* **TASK REQUIREMENTS**: For this exercise, repeat the listing below from its first line through the line containing "Adamj1232: Ah gotcha, thank", exactly as written.

* **MATERIAL FOR THIS EXERCISE**:
PR #1410, opened 2022-12-08
Add Unstoppable Domains Reverse Resolution

V-Shadbolt:
### Description
Added reverse resolution of wallet addresses into an unstoppable domain within the core package. Resolves whether the user connects with Unstoppable or not.

### Checklist

###Screenshots
Screenshot 2022-12-07 at 4 37 29 PM
Screenshot 2022-12-07 at 4 38 14 PM


packages/core/rollup.config.js
```diff
@@ -35,6 +36,9 @@ export default {
       sourceMap: !production,
       inlineSources: !production
     }),
+    commonjs({
+      include: /node_modules/
```
Adamj1232, line 40: @V-Shadbolt quick question here, can you provide a little background on the reason for this?
Also, can it be scoped to the ustoppabledomains package?
Thanks!

V-Shadbolt: @Adamj1232 Yup! This was added because rollup wasn't including the unstoppable domains node module when compiling which threw a bunch of errors when the functions were called.  

The commonjs plugin instructs rollup to convert node modules to ES6 so that they can be interpreted by browsers and the `include: /node_modules/` flag is for the directory of the modules to include during compilation 

I don't believe this can be scoped back unless we can specify just the unstoppable module with something like this:  `include: /node_modules/@unstoppabledomains/`.

Adamj1232: Ah gotcha, thank you for the fast response! `include: /node_modules/@unstoppabledomains/` is what I had in mind.
I can open a PR or you can but want to get your teams approval on the changes 🤓

V-Shadbolt: Hey! Managed to get it rescoped to just Unstoppable using the below snippet while retaining the original functionality of this PR. 

`
commonjs({
      namedExports: {
        '../../node_modules/@unstoppabledomains/resolution/build/index.js': [ 'Resolution' ]
      },
}),`

PR #1426, opened 2022-12-14
Release: 2.16.0

taylorjdawson:


packages/demo/webpack.config.js
```diff
@@ -8,6 +8,9 @@ const prod = mode === 'production'
 module.exports = {
   entry: './src/main.js',
   resolve: {
+    fallback: {
```
Adamj1232, line 11: @taylorjdawson Can we add this to the webpack config in the Core Readme?

packages/core/src/utils.ts
```diff
@@ -12,22 +12,23 @@ import type {
...
+  polygonIcon,
+  binanceIcon,
+  questionIcon,
+  fantomIcon,
+  optimismIcon,
+  celoIcon,
+  avalancheIcon,
+  harmonyOneIcon,
+  arbitrumIcon
+} from './icons'
```
aaronbarnardsound, line 31: Does this need to be `'./icons/index.js'` to maintain ESM compatibility?

packages/core/src/views/account-center/Maximized.svelte
```diff
@@ -10,10 +10,8 @@
   import connect from '../../connect.js'
   import disconnect from '../../disconnect.js'
   import { state } from '../../store/index.js'
-  import WalletAppBadge from '../shared/WalletAppBadge.svelte'
   import { getDefaultChainStyles, unrecognizedChainStyle } from '../../utils.js'
-  import SuccessStatusIcon from '../shared/SuccessStatusIcon.svelte'
-  import NetworkSelector from '../shared/NetworkSelector.svelte'
+  import { NetworkSelector, SuccessStatusIcon, WalletAppBadge } from '../shared'
```
aaronbarnardsound, line 14: Same with all of these imports, I think we need the full extension to maintain compatibility with ESM standard.

packages/demo/webpack.config.js
taylorjdawson: Good idea!

Adamj1232 (approved):
Good work man!! Fire it up 🔥 🚀  LGTM!

PR #1452, opened 2023-01-09
[core-v2.13.0-alpha.2, react, vue]: Enhancement - Container el prop for Connect Modal

Adamj1232:
### Description
This PR adds the ability to pass an html container el ID through the W3O init and append the connect modal to that element

Per a slack convo with Gustavo mobile styles will not be changed for this updates as it is out of scope.

```typescript
export type ContainerElements = {
  accountCenter?: string
  connectModal?: string
}
```

If both elements have a containerEl defined each will be appended to the defined container element as seen in img #2

Screen Shot 2023-01-09 at 1 34 26 PM

Screen Shot 2023-01-09 at 1 48 18 PM

### Checklist


aaronbarnardsound (approved):

omarsy:
@Adamj1232  Maybe we need also change the behaviour for Hardware wallet. I think we always have modal even if we choose inline

Adamj1232:
> @Adamj1232 Maybe we need also change the behaviour for Hardware wallet. I think we always have modal even if we choose inline

Ah yep we will need to make a similar update for the HW-common package - as this is a separate package it will take some time. As for injected/sdk wallets does this change meet your needs?

omarsy:
@Adamj1232 Yes Thank you I will test it. 🔥
On my side I will put in the same container maybe we can make the container of hw overridable, what do you think ?

Adamj1232:
@omarsy with the update I'm working on the styling/overlay of the HW Account Select modal over the connect modal will be up to the dev to implement. If the same container id is passed to the hw wallet init and containerElements.connectModal they will display next to each other. So it will be up to the dev to control how those are shown using the container elements styling. Just a heads up 😄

* **TASK SOLUTION**:
PR #1410, opened 2022-12-08
Add Unstoppable Domains Reverse Resolution

V-Shadbolt:
### Description
Added reverse resolution of wallet addresses into an unstoppable domain within the core package. Resolves whether the user connects with Unstoppable or not.

### Checklist

###Screenshots
Screenshot 2022-12-07 at 4 37 29 PM
Screenshot 2022-12-07 at 4 38 14 PM


packages/core/rollup.config.js
```diff
@@ -35,6 +36,9 @@ export default {
       sourceMap: !production,
       inlineSources: !production
     }),
+    commonjs({
+      include: /node_modules/
```
Adamj1232, line 40: @V-Shadbolt quick question here, can you provide a little background on the reason for this?
Also, can it be scoped to the ustoppabledomains package?
Thanks!

V-Shadbolt: @Adamj1232 Yup! This was added because rollup wasn't including the unstoppable domains node module when compiling which threw a bunch of errors when the functions were called.  

The commonjs plugin instructs rollup to convert node modules to ES6 so that they can be interpreted by browsers and the `include: /node_modules/` flag is for the directory of the modules to include during compilation 

I don't believe this can be scoped back unless we can specify just the unstoppable module with something like this:  `include: /node_modules/@unstoppabledomains/`.

Adamj1232: Ah gotcha, thank you for the fast response! `include: /node_modules/@unstoppabledomains/` is what I had in mind.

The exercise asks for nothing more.